# BRIEF
Which lines of the records contain the word "requested"? Copy each one.

[Start of section]

Issue #522, opened 2026-01-06
Pybind wrapper for s2


deustis:
The repo README indicates future support for pybind is planned but I wasn't able to find an issue tracking this --

https://github.com/google/s2geometry/tree/master?tab=readme-ov-file#apiabi-stability
> The Python API is particularly unstable, and it is planned that the SWIGged API will be replaced by a pybind11 version with more Pythonic names and more complete functionality.

Any indication on when this might become available?

rwgk:
> Thanks. Is there a good way to avoid maintaining both clif bindings and pybind11/nanobind ones? Is the clif output close to usable as a starting point for pybind11 bindings?

I don't think so, but I don't know what the current state is of clif inside Google (I switched companies).

These days, I'd probably just ask my favorite LLM to convert the clif bindings to pybind11 or nanobind. I expect it'll probably do a reasonable job that can be finished with a small amount of manual fix-ups.

Maybe you can help it by giving the LLM the output of `help(yourmodule)`, so that it can "see" the built bindings.

deustis:
We happen to use pybind11 at my current company (Aurora Innovation) and it works well for us! I'd be happy with any of those options though. I was mainly curious to understand if I should be avoiding the current Python SWIG wrappers because some new/better Python API is forthcoming.

deustis:
BTW, I'd be open to contributing a PR for the pybind option if that helps. I'm less familiar with the other Python binding libraries but could give any of those a shot if they are preferred.

BTW, former Googler here. I worked on Google Maps from 2005 to 2013! Jesse you're name looks really familiar although I don't recall if we crossed paths!

deustis:
@jmr, are you in touch with the maintainer of the current PyPI `s2geometry` package?:
https://pypi.org/project/s2geometry/

The maintainer is listed as @figroc:
https://github.com/figroc

We're getting close to feature parity on the SWIG bindings, and I'm thinking we'll want to publish the new library as a new major version of that `s2geometry` package.

figroc:
@deustis I've added this repo as a Trusted Publisher in #406.

jmr:
> We're getting close to feature parity on the SWIG bindings, and I'm thinking we'll want to publish the new library as a new major version of that `s2geometry` package.

It doesn't look like we're that close, but getting there. We should have a compat layer to avoid breaking everyone.

https://github.com/google/s2geometry/issues/583

I would also also give the new code some bake time before making a release.

PR #524, opened 2026-01-08
pybind: Add S2Point bindings

deustis:
Initial Bazel configuration for Pybind11 and S2Point bindings.
https://github.com/google/s2geometry/issues/522

The S2 Geometry library is transitioning from SWIG-based bindings to pybind11-based bindings.

During this migration:
- **SWIG bindings** (`s2geometry`): The current production bindings, built with CMake. Use `import s2geometry` to access these.
- **pybind11 bindings** (`s2geometry_pybind`): The new bindings under development, built with Bazel. Use `import s2geometry_pybind` to access these.

Once the pybind11 bindings are feature-complete and stable, the SWIG bindings will be deprecated and the pybind11 package will be renamed to `s2geometry` to become the primary Python API.

This PR adds Bazel configuration for building and testing the bindings on the local toolchain. For distribution we'll need to generate a wheel for compatibility with different OS and python versions.

### DIFF
--- a/.gitignore
+++ b/.gitignore
@@ -1,2 +1,3 @@
 bazel-*
+build/
 MODULE.bazel.lock
--- a/src/MODULE.bazel
+++ b/src/MODULE.bazel
@@ -18,6 +18,13 @@ bazel_dep(name = "openssl", version = "3.5.4.bcr.0", dev_dependency = True)
 bazel_dep(name = "google_benchmark", version = "1.9.4", dev_dependency = True)
 bazel_dep(name = "googletest", version = "1.17.0.bcr.2", dev_dependency = True)
 
+# Python configuration
+# The platforms dependency is needed for pybind_extension rules. See:
+# https://github.com/pybind/pybind11_bazel/blob/master/MODULE.bazel
+bazel_dep(name = "platforms", version = "1.0.0")
+bazel_dep(name = "pybind11_bazel", version = "3.0.0")
+bazel_dep(name = "rules_python", version = "1.6.3")
+
 # Extensions
 cc_configure = use_extension("@rules_cc//cc:extensions.bzl", "cc_configure_extension", dev_dependency = True)
 use_repo(cc_configure, "local_config_cc")
--- a/src/python/README.md
+++ b/src/python/README.md
@@ -1,0 +1,85 @@
+# S2 Geometry Pybind11 Bindings
+
+*UNDER DEVELOPMENT*
+
+This directory contains SWIG and pybind11-based Python SDK for S2 Geometry.
+
+## Migration Strategy
+
+The S2 Geometry library is transitioning from SWIG-based bindings to pybind11-based bindings. During this migration:
+
+- **SWIG bindings** (`s2geometry`): The current production bindings, built with CMake. Use `import s2geometry` to access these.
+- **pybind11 bindings** (`s2geometry_pybind`): The new bindings under development, built with Bazel. Use `import s2geometry_pybind` to access these.
+
+Once the pybind11 bindings are feature-complete and stable, the SWIG bindings will be deprecated and the pybind11 package will be renamed to `s2geometry` to become the primary Python API.
+
+## Directory Structure
+
+```
+python/
+├── module.cc                     # Binding module entry point
+├── s2point_bindings.cc           # Bindings for S2Point (add more *_bindings.cc as needed)
+├── s2geometry_pybind/            # Dir for Python package
+│   └── __init__.py               # Package initialization
+├── s2point_test.py               # Tests for S2Point (add more *_test.py as needed)
+└── BUILD.bazel                   # Build rules for bindings, library, and tests
+```
+
+## Usage Example
+
+```python
+import s2geometry_pybind as s2
+
+p1 = s2.S2Point(1.0, 0.0, 0.0)
+p2 = s2.S2Point(0.0, 1.0, 0.0)
+sum_point = p1 + p2
+print(sum_point)
+```
+
+## Development
+
+### Building with Bazel (pybind11 bindings)
+
+Bazel can be used for development and testing of the new pybind11-based bindings.
+
+To run all tests:
+```bash
+cd src
+bazel test //python/...
+```
+
+### Building with CMake (SWIG bindings)
+
+CMake currently builds **only the SWIG-based bindings** (the legacy `s2geometry` package). The pybind11 bindings are not yet integrated into the CMake build system.
+
+For detailed CMake build instructions, dependency installation, and Python wheel creation, see the [parent directory README](../README.md#build-and-install). Key points:
+
+- Install dependencies: `sudo apt-get install cmake libssl-dev swig python3-dev`
+- Enable Python bindings with `-DWITH_PYTHON=ON` when running cmake
+- This will build the SWIG-based `s2geometry` package only
+
+Example:
+```bash
+mkdir build && cd build
+cmake -DBUILD_TESTS=yes -DWITH_PYTHON=ON -DCMAKE_PREFIX_PATH=/path/to/absl/install -DCMAKE_CXX_STANDARD=17 ..
+make -j $(nproc)
+make test ARGS="-j$(nproc)"
+sudo make install
+```
+
+To run the SWIG tests directly without cmake:
+```bash
+cd build/python
+PYTHONPATH=. python3 ../../src/python/s2geometry_test.py
+```
+
+**Note:** Once the pybind11 bindings are complete, they will be integrated into the CMake build system as a replacement for the SWIG bindings.
+
+## Extending the Bindings
+
+To add bindings for a new class:
+
+1. Create `<classname>_bindings.cc` with pybind11 bindings
+2. Update `BUILD.bazel` to add a new `pybind_library` target
+3. Update `module.cc` to call your binding function
+4. Create tests in `<classname>_test.py`
--- a/AUTHORS
+++ b/AUTHORS
@@ -8,6 +8,7 @@
 #
 # Please keep the list sorted.
 
+Aurora Innovation
 Dan Larkin-York <dan@arangodb.com>
 Google Inc.
 Koordinates Limited
--- a/CONTRIBUTORS
+++ b/CONTRIBUTORS
@@ -23,6 +23,7 @@
 # Please keep the list sorted.
 
 Dan Larkin-York <dan@arangodb.com>
+David Eustis <deustis@aurora.tech>
 Eric Veach <ericv@google.com>
 Jesse Rosenstock <jmr@google.com>
 Julien Basch <julienbasch@google.com>
--- a/src/python/BUILD.bazel
+++ b/src/python/BUILD.bazel
@@ -1,0 +1,49 @@
+load("@rules_cc//cc:defs.bzl", "cc_library")
+load("@pybind11_bazel//:build_defs.bzl", "pybind_extension", "pybind_library")
+load("@rules_python//python:defs.bzl", "py_library", "py_test")
+
+package(default_visibility = ["//visibility:private"])
+
+# ========================================
+# Python Package
+# ========================================
+
+py_library(
+    name = "s2geometry_pybind",
+    srcs = ["s2geometry_pybind/__init__.py"],
+    data = [
+        ":s2geometry_bindings",
+    ],
+    imports = ["."],
+    visibility = ["//visibility:public"],
+)
+
+# ========================================
+# C++ Bindings
+# ========================================
+
+pybind_extension(
+    name = "s2geometry_bindings",
+    srcs = ["module.cc"],
+    deps = [
+        ":s2point_bindings",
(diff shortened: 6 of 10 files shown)


src/MODULE.bazel
```diff
@@ -18,6 +18,11 @@ bazel_dep(name = "rules_cc", version = "0.2.16")
 bazel_dep(name = "google_benchmark", version = "1.9.4", dev_dependency = True)
 bazel_dep(name = "googletest", version = "1.17.0.bcr.2", dev_dependency = True)
 
+# Python configuration
+bazel_dep(name = "platforms", version = "1.0.0")
+bazel_dep(name = "rules_python", version = "1.6.3")
```
jmr: sort

src/python/PYBIND_README.md
```diff
@@ -0,0 +1,62 @@
+# S2 Geometry Pybind11 Bindings
+
+*UNDER DEVELOPMENT*
+
+This directory contains pybind11-based Python SDK for S2 Geometry.
```
jmr: SWIG- and pybind11-based

src/python/PYBIND_README.md
```diff
@@ -0,0 +1,62 @@
...
+
+p1 = s2.S2Point(1.0, 0.0, 0.0)
+p2 = s2.S2Point(0.0, 1.0, 0.0)
+sum_point = p1 + p2
+print(sum_point)
+```
+
+## Development
+
+Bazel can be used for development and testing.
```
jmr: What's the CMake / pybind11 story? Say something about that here.

src/python/README.md
```diff
@@ -0,0 +1,62 @@
...
+- **SWIG bindings** (`s2geometry`): The current production bindings, built with CMake. Use `import s2geometry` to access these.
+- **pybind11 bindings** (`s2geometry_pybind`): The new bindings under development, built with Bazel. Use `import s2geometry_pybind` to access these.
+
+Once the pybind11 bindings are feature-complete and stable, the SWIG bindings will be deprecated and the pybind11 package will be renamed to `s2geometry` to become the primary Python API.
+
+## Directory Structure
+
+```
+python/
+├── bindings/                     # Dir for C++ pybind11 bindings
```
jmr: Why is there both `bindings/` and `s2geometry_pybind/`?

It seems like one should do, and everything could probably go directly in `python/`, but I'm not sure.

src/python/README.md
jmr, line 1: Can you just call it `README.md`?

src/python/tests/s2point_test.py
```diff
@@ -0,0 +1,120 @@
...
+
+import unittest
+import s2geometry_pybind as s2
+
+
+class TestS2Point(unittest.TestCase):
+    """Test cases for S2Point bindings."""
+
+    def test_default_constructor(self):
+        """Test default constructor creates zero point."""
```
jmr: These docstrings seem like ` x += 1  // add one to x` comments.

src/python/tests/s2point_test.py
```diff
@@ -0,0 +1,120 @@
...
+        p3 = s2.S2Point(1.0, 2.0, 4.0)
+        self.assertTrue(p1 == p2)
+        self.assertFalse(p1 == p3)
+        self.assertTrue(p1 != p3)
+
+    def test_repr(self):
+        """Test string representation."""
+        p = s2.S2Point(1.0, 2.0, 3.0)
+        repr_str = repr(p)
+        self.assertIn("S2Point", repr_str)
```
jmr: I think it would be good to put the exact string so we can see what that is.

src/python/tests/s2point_test.py
```diff
@@ -0,0 +1,120 @@
...
+        self.assertAlmostEqual(result.x(), -1.0)
+        self.assertAlmostEqual(result.y(), 2.0)
+        self.assertAlmostEqual(result.z(), -3.0)
+
+    def test_equality(self):
+        """Test point equality."""
+        p1 = s2.S2Point(1.0, 2.0, 3.0)
+        p2 = s2.S2Point(1.0, 2.0, 3.0)
+        p3 = s2.S2Point(1.0, 2.0, 4.0)
+        self.assertTrue(p1 == p2)
```
jmr: why not `assertEqual` / `assertNotEqual`?

src/python/README.md
```diff
@@ -0,0 +1,62 @@
...
+│   ├── BUILD.bazel               # Binding build rules
+│   ├── module.cc                 # Binding module entry point
+│   ├── s2point_bindings.cc       # Bindings for S2Point
+│   └── ...                       # Bindings for additional classes
+├── s2geometry_pybind/            # Dir for Python package
+│   └── __init__.py               # Package initialization
+├── tests/                        # Dir for Python unit tests
```
jmr: `tests/` subdir also seems inconsistent with the rest of the project. Why not keep tests with the code?

src/python/bindings/BUILD.bazel
```diff
@@ -0,0 +1,20 @@
+load("@rules_cc//cc:defs.bzl", "cc_library")
+load("@pybind11_bazel//:build_defs.bzl", "pybind_extension", "pybind_library")
+
+package(default_visibility = ["//python:__subpackages__"])
+
+pybind_extension(
+    name = "s2geometry_bindings",
```
jmr: Should this be public?

src/python/bindings/BUILD.bazel
```diff
@@ -0,0 +1,20 @@
...
+    srcs = ["module.cc"],
```
jmr: Does it make any sense to have fine-grained targets?  In google3, we have fine-grained targets for the S2 library, which really helps compilation and development time.  We don't use them for PyClif mostly because the C++ targets were sharded after the pyclif ones were added.

Do we just accept that it's monolithic in Python?

src/python/tests/s2point_test.py
```diff
@@ -0,0 +1,120 @@
...
+import s2geometry_pybind as s2
+
+
+class TestS2Point(unittest.TestCase):
+    """Test cases for S2Point bindings."""
+
+    def test_default_constructor(self):
+        """Test default constructor creates zero point."""
+        p = s2.S2Point()
+        self.assertEqual(p.x(), 0.0)
```
jmr: In the pyclif bindings, we made `.x` a property, under the assumption that this is how it would have been in pure Python. Is that possible in pybind11?  Which do you think is more Pythonic?

jmr (changes requested):

src/python/README.md
deustis: I believe we do do need the `s2geometry_pybind` to match the name of the python package. Open to suggestions on naming there.

The `bindings` and `tests` directories are not necessary. We can certainly flatten one or both of those into the `python` parent if you prefer. Happy to go with whatever layout you prefer here.

src/python/README.md
deustis: Sure, we can drop. Just let me know what layout you prefer in the comment above.

src/MODULE.bazel
deustis: Done

src/python/tests/s2point_test.py
deustis: Removed!

src/python/tests/s2point_test.py
deustis: Done

src/python/README.md
deustis: Done

src/python/PYBIND_README.md
deustis: Done

src/python/tests/s2point_test.py
deustis: Good call, updated.

src/python/PYBIND_README.md
deustis: Added some explanation about this. Currently CMake only builds the SWIG package. We'll probably need to update CMake to build the wheel for the final distribution but I'll save that for another PR if that's alright with you?

src/python/bindings/BUILD.bazel
deustis: We could consider adding some submodules. How about if we put the "core" classes directly under the top-level package (e.g. `s2geometry.S2Cell`), but add submodules for some of the utility classes (e.g. `s2geometry.regions.S2CellCovering`). Open to suggestions on how to break this up.

Once we align on the python module structure, I think we would then define one `pybind_extension` rule per module, plus separate `pybind_library` rules for each class.

src/python/bindings/BUILD.bazel
deustis: Add the underscore prefix to indicate it is a private module

src/python/PYBIND_README.md
jmr: Yes, another PR SGTM.

src/MODULE.bazel
```diff
@@ -18,6 +18,11 @@ bazel_dep(name = "rules_cc", version = "0.2.16")
 bazel_dep(name = "google_benchmark", version = "1.9.4", dev_dependency = True)
 bazel_dep(name = "googletest", version = "1.17.0.bcr.2", dev_dependency = True)
 
+# Python configuration
+bazel_dep(name = "platforms", version = "1.0.0")
```
jmr, line 24: I don't see where this is used.

src/python/README.md
jmr: Well, definitely flatten the extra dirs.

If it needs to be `s2geometry_pybind`, then so be it.  If not, we can further flatten later.

What will be the bazel targets and what will people import in Python?

src/python/tests/s2point_test.py
```diff
@@ -0,0 +1,109 @@
...
+
+    def test_negation(self):
+        p = s2.S2Point(1.0, -2.0, 3.0)
+        result = -p
+        self.assertAlmostEqual(result.x, -1.0)
+        self.assertAlmostEqual(result.y, 2.0)
+        self.assertAlmostEqual(result.z, -3.0)
+
+    def test_equality(self):
+        """Test point equality."""
```
jmr: there are still some low-content comments

src/MODULE.bazel
deustis: I believe this is needed for pybind.

Without this I get errors like:
```
ERROR: no such package '@@[unknown repo 'platforms' requested from @@]//os': The repository '@@[unknown repo 'platforms' requested from @@]' could not be resolved: No repository visible as '@platforms' from main repository
ERROR: /home/deustis/src/s2geometry/src/python/bindings/BUILD.bazel:6:17: errors encountered resolving select() keys for //python/bindings:_s2geometry_bindings.so
```

I see it declared upstream here, but I'm not entirely sure it also needs to be added as a dependency in this module:
https://github.com/pybind/pybind11_bazel/blob/master/MODULE.bazel#L9

I've added a comment about this.

src/python/tests/s2point_test.py
deustis: Fixed

src/python/tests/s2point_test.py
deustis: Done

src/python/README.md
deustis: I've flattened the directories!

> What will be the bazel targets and what will people import in Python?

I'm thinking the bazel targets will be mainly for development but I suppose for a production use-case if a customer is already using bazel it should be possible to depend on the `py_library` target directly (`s2geometry_pybind`).

That said, I think most users would want a pip package so I mentioned we'll need to figure out how to build a wheel and upload to pypi.

Currently the python import is `s2geometry_pybind` as seen in the unit test:
https://github.com/google/s2geometry/pull/524/changes#diff-f1182576e6dc7943a0970fce1cdeee021cea55a7b88b9c50756d6cb9fa8d4126R4

I was thinking that once we have a full replacement for the SWIG version we will rename to `s2geometry` (and delete the former)

.gitignore
```diff
@@ -1,2 +1,4 @@
+.cache/
```
jmr: what makes .cache/?

src/python/bindings/BUILD.bazel
jmr: Can you use `visibility`?

src/python/bindings/BUILD.bazel
jmr: I'm not sure how much sense "regions" makes.  We can forget this for now and think again when the external BUILD.bazel targets are sharded.

jmr (commented):
Looks good modulo the two new comments/questions.

Oh, also add the CONTRIBUTORS stuff here.

.gitignore
deustis: Dropped. Must have been something unrelated.

src/python/bindings/BUILD.bazel
deustis: Done

deustis:
> Oh, also add the CONTRIBUTORS stuff here.

Done!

[End of section]

# EXERCISE OUTPUT
jmr (changes requested):
ERROR: no such package '@@[unknown repo 'platforms' requested from @@]//os': The repository '@@[unknown repo 'platforms' requested from @@]' could not be resolved: No repository visible as '@platforms' from main repository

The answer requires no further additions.